* Exercise directions *
From the records that follow, copy every line in which "opened" appears.

[Opening Data extract section]

PR #1317, opened 2026-07-31
[PM-34718] Implement bw receive / bw send receive

adudek-bw:
## 🎟️ Tracking

https://bitwarden.atlassian.net/browse/PM-34718

## 📔 Objective

Adds SendAccessKey (bitwarden-send), the anonymous-decrypt primitive that derives a Send's symmetric key from the URL fragment without any account key store or logged-in user. Wires up bw receive and its bw send receive alias: URL/API/identity resolution, password resolution (--password/--passwordenv/--passwordfile with interactive fallback gated on BW_NOINTERACTION), the password and email-OTP send-access token negotiation flow, and file download/decrypt/save via a new --output flag (replacing the previous --obj path flag to match bw send get's existing convention). Adds --fullObject for dumping the decrypted Send as JSON. Leaves bw send get --output as an explicit not-yet-implemented error with an expanded comment, since no owner-scoped download endpoint exists server-side.


crates/bw/tests/receive.rs
```diff
@@ -0,0 +1,643 @@
...
+        vec![
+            "send".to_string(),
+            "receive".to_string(),
+            "--help".to_string(),
+        ],
+    ] {
+        let output = run_bw(args.clone(), vec![]).await;
+        assert!(output.status.success(), "`bw {args:?}` should succeed");
+        let stdout = stdout(&output);
+        for flag in ["--password", "--passwordenv", "--passwordfile", "--output"] {
```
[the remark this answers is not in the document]
adudek-bw: @AikidoSec ignore: false positive — "hunter2" is a placeholder test password used throughout this codebase's tests, not a real credential.

crates/bw/tests/receive.rs
```diff
@@ -0,0 +1,643 @@
...
+            "text": { "text": encrypt_string("password gated"), "hidden": false },
+        })))
+        .mount(&server)
+        .await;
+
+    let output = run_bw(
+        vec![
+            "receive".to_string(),
+            receive_url(&server),
+            "--password".to_string(),
```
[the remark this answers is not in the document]
adudek-bw: @AikidoSec ignore: false positive — "hunter2" is a placeholder test password used throughout this codebase's tests, not a real credential.

crates/bitwarden-send/src/access.rs
```diff
@@ -74,8 +84,208 @@ pub struct SendFileDownloadData {
...
 }
 
+// ===== Decrypted views of an anonymous send access =====
+
+/// Plaintext view of a [`SendAccessResponse`], produced by
+/// [`SendAccessKey::decrypt_response`].
+///
+/// Mirrors the legacy CLI's `SendAccessResponse` output shape (`apps/cli`) so that a
+/// JSON dump of a received send stays recognizable to existing scripts, with two
+/// additions the wire response already carries (`expirationDate`, `creatorIdentifier`).
```
harr1424: ⛏️ It's a personal problem, but I really detest the way Claude throws around "wire" as if it's immedietely obvious what this refers to. 
❓ What does "wire response" refer to here? Is it the encrypted Send? A SendView? 

Just a few changed words could really increase clairty here.

crates/bitwarden-send/src/access.rs
```diff
@@ -74,8 +84,208 @@ pub struct SendFileDownloadData {
...
+/// Symmetric key material for an anonymous Send access, derived entirely from the URL
+/// fragment — no account key store or logged-in user involved. This is the only Send flow
+/// whose key doesn't come from the user's key store, hence a standalone type rather than a
+/// [`bitwarden_crypto::KeyStoreContext`] slot.
+///
+/// The key is opaque by design: callers need to *use* it three ways (hash a password,
+/// decrypt a response, decrypt a downloaded blob) but never need to *see* it.
+pub struct SendAccessKey {
+    /// The raw fragment key. Retained because the send password hash is salted with the
+    /// *unstretched* key, not with [`Self::key`].
```
harr1424: ❓ What does "unstretched" mean here?

crates/bitwarden-send/src/access.rs
```diff
@@ -493,4 +703,337 @@ mod tests {
             GetFileDownloadDataError::Api(_)
         ));
     }
+
+    // ===== SendAccessKey =====
+
+    mod send_access_key {
```
harr1424, line 575: ⚠️ This seems to be lacking documentation per our [guidelines](https://contributing.bitwarden.com/contributing/code-style/rust#modules)

crates/bw/src/tools/receive.rs
harr1424, line 1: ⚠️  There is a vulnerability pending direction from product that is very relevant to this file: https://bitwarden.atlassian.net/browse/PM-40120

crates/bw/src/tools/receive.rs
```diff
@@ -0,0 +1,807 @@
...
+/// itself is read from `{api}`. Precedence:
+///
+/// 1. A known Bitwarden cloud host (exact match — see [`CLOUD_HOSTS`]).
+/// 2. The locally configured deployment (`bw config server`) when the link's origin matches it —
+///    explicit `api`/`identity` overrides win, otherwise the base is suffixed.
+/// 3. Otherwise `<origin>/api` + `<origin>/identity`, the single-domain self-host convention and
+///    the legacy CLI's final fallback.
+///
+/// Pure so the precedence can be unit-tested without a client or a config file on disk.
+fn resolve_urls(url: &Url, config: Option<&ConfigFile>) -> (String, String) {
```
harr1424, line 150: ⚠️ This would be a good place to implement whatever is decided on the mentioned vulnerability

crates/bw/src/tools/receive.rs
```diff
@@ -0,0 +1,807 @@
...
+}
+
+/// Negotiate a send-access token, prompting for whatever credential the server says the Send
+/// needs. Mirrors the legacy `attemptAccess`: ask with no credentials first and branch on the
+/// typed `send_access_error_type` the server returns.
+///
+/// Legacy wraps every token request in a 3-attempt retry loop (`getTokenWithRetry`) for a
+/// `{kind: "expired"}` case that only exists because browser/extension storage caches tokens
+/// between calls. `bw receive` is a single-shot process with no token cache — the token is minted
+/// and consumed inside this one invocation — so there is nothing to expire and no retry here.
```
harr1424: ❓ The legacy CLI absolutely does cache Send access tokens - this comment would mean a significant behavioral divergence and is [patently false](https://github.com/bitwarden/clients/blob/f97b15bc4c8a0aa5236eb969e98a718c0330898b/libs/common/src/auth/send-access/services/default-send-token.service.ts#L179).

crates/bw/src/tools/receive.rs
```diff
@@ -0,0 +1,807 @@
...
+/// The `send_access_error_type` of an `invalid_request` response, if that's what this is.
+fn invalid_request_type(err: &SendAccessTokenError) -> Option<&SendAccessTokenInvalidRequestError> {
+    match err {
+        SendAccessTokenError::Expected(SendAccessTokenApiErrorResponse::InvalidRequest {
+            send_access_error_type,
+            ..
+        }) => send_access_error_type.as_ref(),
+        _ => None,
+    }
+}
```
harr1424: 🎨 It took some time to figure out why this exists, it might be worth adding or re-wording the documentation. This could also apply to the helper function immediately below.

crates/bw/src/tools/send.rs
```diff
@@ -292,9 +281,22 @@ impl BwCommand for SendArgs {
...
+            //   - There is no owner-scoped download-URL endpoint server-side. Only the two
+            //     anonymous send-access endpoints exist, so the only way to make this work today is
+            //     to route the Send's *owner* through the same endpoint recipients use — which
+            //     increments the Send's `access_count` and burns one of the recipient's allowed
+            //     accesses just to let the owner look at their own file. That's a behavior change,
+            //     not a parity fix.
+            //   - It isn't a parity gap either: the legacy CLI never implemented this flag.
+            //     `SendGetCommand.run` declares `--output` and then never reads `options.output`.
+            // Implementing it needs a real owner-scoped server endpoint first; that requires its
+            // own ticket.
```
harr1424: ⚠️ I have a strong preference this is re-worded by a human - this reads like Claude interviewing a developer and is raising an alarm over a behavioral change. Why does the `--output` flag affect the `access_count`? None of this is very clear. 

EDIT I think I understand what this is saying now, why don't we just adhere to what the legacy CLI does?

crates/bitwarden-send/src/access.rs
adudek-bw: I think it means it wasn't run through the KDF, I'm going through and clarifying a lot of the claude comments lol

crates/bw/src/tools/receive.rs
harr1424: @adudek-bw was there any decision made regarding how this vulnerability applies to Sends using the SDK logic?

crates/bitwarden-send/src/access.rs
harr1424: I agree this [makes sense](https://en.wikipedia.org/wiki/Key_stretching) but since it would be nice to document this with certainty.

crates/bitwarden-send/src/access.rs
harr1424: Is this still lacking documentation?

crates/bw/src/tools/receive.rs
harr1424: ❓ Can you explain this? 
>`bw receive` is a single-shot process with no token cache — the token is minted nd consumed inside this one invocation — so there is nothing to expire and no retry here.

Is this an intentional behavioral change? My earlier comment in this thread linked to very different behavior in the legacy TS CLI.

crates/bw/src/tools/receive.rs
harr1424: ❓ Would it make sense to resolve this now? Instead of re-introducing this on the SDK path?

harr1424 (commented):
Some of the comments and open questions from the last review cycle still appear unaddressed.

crates/bw/src/tools/send.rs
harr1424: ❓ I am still not sure why we aren't matching the legacy TS CLI behavior for this command exactly. I don't think we should add this command which will return an error in all cases. 

⚠️ As a user I would really question why this was shipped to a production release if it isn't implemented. 

❓ How does the current TS CLI command work? Is there some reason blocking that same approach here?

crates/bw/src/tools/receive.rs
adudek-bw: resolve_urls here already requests the token from the server specified in the Send URL, so it looks like we're good to go :)

crates/bw/src/tools/receive.rs
adudek-bw: resolve_urls already implements the decided fix, updating the comments :)

crates/bw/src/tools/send.rs
adudek-bw: To clarify the scope first: this doesn't error in all cases, only --output does. Plain bw send get works normally, the error only fires when --output is passed (send.rs:286-288).

On why not match legacy exactly: legacy's send.program.ts declares --output as a flag, but SendGetCommand.run never reads it — so legacy's actual behavior is to silently accept the flag and do nothing with it. No file gets written, no error, no indication to the user that their request wasn't honored. Matching that here would mean the same silent no-op.

The reason it's not implemented outright: it needs an owner-scoped download endpoint that doesn't exist server-side yet. The only download route that exists is the anonymous send-access endpoint bw receive uses, which isn't reusable for an authenticated owner fetching their own Send.

Given the choice between silently dropping the request (matching legacy) or telling the user immediately that it's not supported yet, I went with the explicit error, it's a smaller surface change and it doesn't leave the user assuming a file was saved when it wasn't. Open to reconsidering if you'd rather match legacy's silent-no-op behavior for exact parity, but I think the explicit error is the safer default here.

dereknance (dismissed):

crates/bw/src/tools/receive.rs
harr1424: Thank you!

crates/bw/src/tools/receive.rs
harr1424: Was there any resolution on this? Dropping the caching is a behavioral change, I am happy to sign off on this change if it was intentional but my former two comments don't appear to be addressed.

crates/bitwarden-send/src/access.rs
harr1424: 🎨 Not a blocker but this doc comment was never updated for clarity

crates/bw/src/tools/send.rs
harr1424: Thanks for explaining, if the flag is truly a no-op, and has never worked in the existing TS CLI, then maybe it makes more send to drop it enitrely?

harr1424 (commented):
There is still one item I consider a blocker that has gone unaddressed across multiple review cycles, this is the loss of any caching mechanism. If this is deliberate and product has approved of the behavioral change I am comfortable approving this. 

Optionally, it may make sense to remove the `--output` flag for `bw send get` if this flag will only ever result in an error.

adudek-bw:
> There is still one item I consider a blocker that has gone unaddressed across multiple review cycles, this is the loss of any caching mechanism. If this is deliberate and product has approved of the behavioral change I am comfortable approving this.
> 
> Optionally, it may make sense to remove the `--output` flag for `bw send get` if this flag will only ever result in an error.

Ah okay, I totally misunderstood this, I'll reimplement the caching because I don't think there was a sign off on that. As for the output, I think that's a good point! That can be removed.

crates/bw/src/tools/receive.rs
```diff
@@ -119,25 +159,41 @@ fn parse_send_url(url: &Url) -> Result<(String, String)> {
...
+/// correctness alone requires — [`send_access_token_cache`]'s `(resolved_host, send_id)` key
+/// already prevents a token from being looked up under a different host than the one it was
+/// minted against — but it keeps this CLI from ever writing a persistent, on-disk credential for
+/// an arbitrary, untrusted Send-link host, not just from misusing one it already wrote.
 ///
 /// Pure so the precedence can be unit-tested without a client or a config file on disk.
-fn resolve_urls(url: &Url, config: Option<&ConfigFile>) -> (String, String) {
+///
+/// See the module-level PM-40120 note: this unconditional host resolution — always the link's
+/// own host, never a separately configured environment — is the decided fix, not a gap.
```
harr1424:
```suggestion
/// own host, never a separately configured environment.
```

🎨 I try to read these before they end up in a PR - there is probably more that could be done here for our future selves trying to quickly understand this code.

crates/bw/src/tools/send_access_token_cache.rs
harr1424, line 1: 👍 In general these seem like a solid improvement over the existing legacy cache mechanism. Just a note that my [initial approach](https://github.com/bitwarden/clients/pull/22089) did something similar. As described in [this comment](https://bitwarden.atlassian.net/browse/PM-40120?focusedCommentId=168055) that approach didn't fully mitigate the vulnerability, and was perceived as overly complicated. 

As long as tokens cannot cross domain we are good.

crates/bw/src/tools/send.rs
harr1424, line 1: ❓ Was all of the code removed in this file related to removing the `--output` flag?

harr1424 (dismissed):

crates/bw/src/tools/send.rs
adudek-bw: Not all, some was deduplicating the ReceiveArg

harr1424 (approved):

dereknance (approved):

PR #1347, opened 2026-08-03
Downgrade some packages that are too new

dani-garcia:
## 📔 Objective
 
The recent lockfile PR #1346 updated some packages to versions that are too new for aikido, causing local builds to fail. This PR just ran `cargo update` to downgrade the packages to the latest available versions.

[Closing Data extract section]

* Exercise output *
PR #1317, opened 2026-07-31
PR #1347, opened 2026-08-03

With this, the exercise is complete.